# If AI was 6'6"



## LionOfJudah (May 27, 2003)

I was thinking the other day when someone said TJ Ford's game would improve if he was taller, well what if AI was taller? Would he be better than Kobe and/or Tmac?


----------



## cima (Nov 6, 2003)

It depends how you look at it. Realistically, probably not because he wouldn't be nearly as quick or fast.

But if you want to speak unrealistically...then he might be.


----------



## LionOfJudah (May 27, 2003)

> Originally posted by <b>CiMa</b>!
> It depends how you look at it. Realistically, probably not because he wouldn't be nearly as quick or fast.
> 
> But if you want to speak unrealistically...then he might be.

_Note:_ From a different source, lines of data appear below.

PR #600, opened 2025-12-08
fix: withdraw fees input param

darwinsubramaniam:
There was issue with payload missing param beneficiary
image

This fixes the issue by checking if there is any value given

if there is not value then None Value variant is being created , if not create Some Value Variant with vec  byte of the address being used.


Wizdave97 (approved):

Wizdave97:
Thank you @darwinsubramaniam

PR #605, opened 2025-12-14
[evm]: use EIP-712 in `IntentGatewayV2`

seunlanlege:
It's a better framework for signed message security.


evm/src/modules/IntentGatewayV2.sol
```diff
@@ -585,7 +626,8 @@ contract IntentGatewayV2 is HyperApp {
         // Ensure the order has not expired
         if (order.deadline < block.number) revert Expired();
         bytes32 commitment = keccak256(abi.encode(order));
-        if (_params.solverSelection) {
+        // cross-chain limit orders don't need solver selection, they can be filled directly
+        if (_params.solverSelection && order.deadline != type(uint256).max) {
```
seunlanlege: I'm a bit torn on this decision

royvardhan: For a limit order, the solver can still provide better quotes? Allowing protocol to pocket the difference?

royvardhan (approved):

evm/src/modules/IntentGatewayV2.sol
seunlanlege: Nahh for limit orders they can be filled directly, so no solver competition or selection.

The rationale is clients might be offline when their order becomes eligible for filling so they'd miss the window.

I'm not sure how we can enable solver selection for limit orders.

He wouldn't be as quick or fast but nor would he have to be. He'd by no means be slow tho. I would just think his heart and determination would seperate him from the crowd.


----------



## Pinball (Aug 3, 2002)

> Originally posted by <b>stevemc</b>!
> 
> 
> He wouldn't be as quick or fast but nor would he have to be. He'd by no means be slow tho. I would just think his heart and determination would seperate him from the crowd.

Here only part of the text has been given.